Well lets address the economics of the situation. Thier are indeed huge marketing and production (not jsut the cd) costs with games, movies and music. They are often passed on to the consumer in the price. We know that. Video tapes and tapes were touted to be the end of the industry because people would just copy the video or tape. Well, it didn't happen. Most people just copied a tape for thier own use (should thier VCR or tape deck eat their original) or gave a copy to a friend who was too cheap or too poor to buy it. Thus sales were not heavily impacted and the record companies looked like a bunch of money hungry bigots. Thier was no impact because thier was no infrasturcture to distribute "pirated" copies.
Today is a different story, there is an infrastructure for pirated copies and record sales are down. Now are the sales down because of this infrastructure for pirated distribution? Or is it because the price is too high and/or quality is poor? I would argue both. I don't buy as many music cd's because...well most of it just sucks. As for DVD's, I usually just rent. If I like the movie and have a high probability of watching it again, I buy it. As for video games, rent first, wait for price to drop, then buy. I don't pirate or buy pirated stuff because I don't have the ability to record DVD's and CD's (yet) and pirated stuff can some times be of very poor quality. But when I do get the ability to copy, will I? Hell yes. I spent money to buy this stuff and I want the ability to make a back up copy. But I'm sure some have made this into a business.
The pro's of this, people who want to get "published" can do so via electronically (no or little production/marketing costs and don't need some executive to tell them yes).
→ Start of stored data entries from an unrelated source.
Issue #598, opened 2018-09-19
Slate deprecation warning


davidfurlong:
Since the newest 0.4.4 versions of the ory slate plugin, my console is showing ```Deprecation (0.37.0): The `range.startKey` property has been deprecated, use `range.start.key` instead.``` in  slate-dev-logger.es.js

PeterKottas:
This is tracked here #571 . Unfortunately that warning doesn't come from our code but from the list plugin. They have a PR going in to fix that. Haven't checked for a while though.

aeneasr:
Right, thanks!

PR #629, opened 2018-12-14
Typescript rewrite

PeterKottas:
🎉 It's alive 🎉 

Highlights of this PR:

- Typescript rewrite done
- All tests working
- Prettier runs by reading tslint config.
- f12 navigates between projects properly
- Fixed a gazilion weird little nuances that had to do with types, typos or problems in code.
- This also fixes a lot of existing comments that were pointing to various issues. Most of these had something to do with es-link or flow types in general
- Changed tooling section in readme
- Added a Known issue in readme (sometimes vscode locks declaration files so you have to run build again)
- Removed all traces of flow and generally cleaned up the code
- Declarations are exported along with js files and js.maps. That means typescript people will love us.

Admittedly, this is probably biggest PR in the history of universe :D I rly tried to check everything to make your life simple. Hoping it will go as smooth as possible. Also I am here for any questions you might have.

PR #630, opened 2018-12-17
Plugin controls renderers

PeterKottas:
Also only pay attention to this pr after #629 lands as it's branched of that.

Plugins reworked. As described in #580.

Highlights of this PR
Ability to replace renderer and/or controls for plugins.
No changes to core.
Backwards compatible.
Fully supports typescript which makes it easy to work with.
It's an implementation of more powerful guideline instead of reworking how plugins works.


PeterKottas:
Change in plugin philosophy. Right now, most plugins commit the state to ory state immediately as you update their control values. Sometimes it makes sense, but in some cases this causes problem. For example spacer, if you scroll real fast, not only does the movement get jerky cause it's drowning in events, it also spawns undo/redo with hundreds state making it hard to work with. I've changed this by implementing something I call preview controls. (once again, not a change in core, just philosophy). Basically, plugin keeps a copy of state (or it's part in it) and only commits the state change when certain criteria is met. (slider is released, certain amount of time has passed, and so on) Just though you should know ;) Should make it easier to review.

Also note that this release updates slate to latest version and therefore fixes #598 and probably some other issues. As a result I had to create https://github.com/guestbell/slate-plugins which holds implementation of advanced slate plugins. (Gitbook abandoned original slate version so this was the only way to move forward)

aeneasr:
Since the other PR was squash-merged we have some conflicts here now. One possibility is to go the `git diff` route and create a new PR based off master, which shouldn't take more than ~30 secs. Let me know if you need help with that.

PeterKottas:
I tried merging master into my, but there's some problem with it. Not sure what this squash means but apparently it forgets all commits and pretends it's just latest. How should I do this now?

The con is business's who invest $$ into an actually good product may never realize a profit (thier in this for profits, make no mistake about that) because a free version may be downloaded.
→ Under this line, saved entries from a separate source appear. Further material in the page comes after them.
PR #634, opened 2018-12-23
Plugisnss rewrite

PeterKottas:
Hopefully finally closing #633 (and making me hate git more every day)


PeterKottas:
Cheers man. Yeah this got a big crazy :D It's not unreasonable what you're asking though. Just git doing unexpected stuff. I don't remember the exact commands but it was copy paste from what the bot told me to do. Unfortunately, I think the force push forced it to think it's totally different from master.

So who's at fault? In my opinion, the recording industry for falling asleep at the wheel. When CD's, first came about, the recording industry embraced them (a high quality product exceeding tapes with little ability by the general public to reproduce) and the CD player manufacuturing companies got what they wanted because it forced everyone to buy CD players.. This gave recording companies what they wanted, lots of profit. But the problem is they rested on thier laurels and technology moved foward. Evenutally economics caught up and their once "unique" product no longer was unique. The writing was on the wall that tech would eventually eclipse and recording CD's and electonic copies would soon be available and the ENTIRE industry did nothing (which makes no sense since a new media outlet would have companies scrambling to be first on the market...which leads me to believe thier wasn't any competition and collusion may have been occuring). Had the industry been on the up and up, they would have embraced the new media outlets (slowly phasing out CD's as thier primary sales, just like tapes) all the while developing the technology to make it very difficult to make electronic copies that could be redistributed (don't tell me that it can't be done, I'm sure it could be if they paid someone enough to do so).
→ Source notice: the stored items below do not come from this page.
Issue #603, opened 2023-10-23
[Bug]: Docker Image v3.0.4 does not start: Cannot find module bcrypt


robo-w:
### What happened?

Steps to reproduce:
* Install Docker/Podman on Rasberry Pi 4B, Raspbian 64-bit
* Run v3.0.4 image according to https://josephdadams.github.io/TallyArbiter/docs/installation/docker
* Tally arbiter does not start - see error output below

### Version

3.0.4

### Distribution

Docker

### OS

Linux

### Error stacktrace (if applicable)

```shell
Error: Cannot find module '/app/node_modules/bcrypt/lib/binding/napi-v3/bcrypt_lib.node'
Require stack:
- /app/node_modules/bcrypt/bcrypt.js
- /app/_helpers/auth.js
- /app/_helpers/config.js
- /app/index.js
    at Function.Module._resolveFilename (node:internal/modules/cjs/loader:933:15)
    at Function.Module._load (node:internal/modules/cjs/loader:778:27)
    at Module.require (node:internal/modules/cjs/loader:1005:19)
    at require (node:internal/modules/cjs/helpers:102:18)
    at Object.<anonymous> (/app/node_modules/bcrypt/bcrypt.js:6:16)
    at Module._compile (node:internal/modules/cjs/loader:1103:14)
    at Object.Module._extensions..js (node:internal/modules/cjs/loader:1157:10)
    at Module.load (node:internal/modules/cjs/loader:981:32)
    at Function.Module._load (node:internal/modules/cjs/loader:822:12)
    at Module.require (node:internal/modules/cjs/loader:1005:19) {
  code: 'MODULE_NOT_FOUND',
  requireStack: [
    '/app/node_modules/bcrypt/bcrypt.js',
    '/app/_helpers/auth.js',
    '/app/_helpers/config.js',
    '/app/index.js'
  ]
}
```

BenJamesAndo:
I believe this has been fixed, but since no new releases have come out since the fix, then it's still not working. See discussion https://github.com/josephdadams/TallyArbiter/discussions/463

Jocke4f:
Does it work with 3.0.5?

robo-w:
> I believe this has been fixed, but since no new releases have come out since the fix, then it's still not working. See discussion #463

[...]

PR #634, opened 2024-01-17
Replacing bcrypt with bcryptjs

Jocke4f:
This change was done in:
`src/_helpers/auth.ts`
`package.json`

Replace was also made in
`Dockerfile`
but I'm not certain that we need it here. Can it be removed in this part? This can perhaps be sorted out later.

It was removed in
`.gitpod.yml`
since we should not need to rebuild this package.

The purpose is to fix https://github.com/josephdadams/TallyArbiter/issues/603.

bcrypt.js: https://github.com/dcodeIO/bcrypt.js#readme
bcrypt: https://github.com/kelektiv/node.bcrypt.js#readme


Jocke4f:
Should `package-lock.json` be updated?

josephdadams:
You can run ‘npm install’ which should update the lock file and include that with your commit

The reality is the recording industry cannot afford to litigate every single person that copies from the internet (litigation is costly and sends a bad image), what thier doing now is simply using scare tactics in order to curb some of it untill they can technology wise catch up. Proof of the pudding; video games are coming out with just your basic game while having the real content via onlin w/ paid subscriptions (which is economicaly and business wise fantastic, you can literally caputure large sums of the market...assuming you have worthwhile products). Music companies are now starting to offer music via online and the music can be tracked should it end up being swaped with everyone (which allows them to eventually catch abusers and perhaps deny service...how do you think they find every new major file sharer), but its still going to take time to catch up. I think this is a good lesson for the inustry to learn that resting on thier laurels (and perhaps relying on collusion) will be detriment in the long run.
Sorry if this doesn't seem to coherent, on allergy meds right now.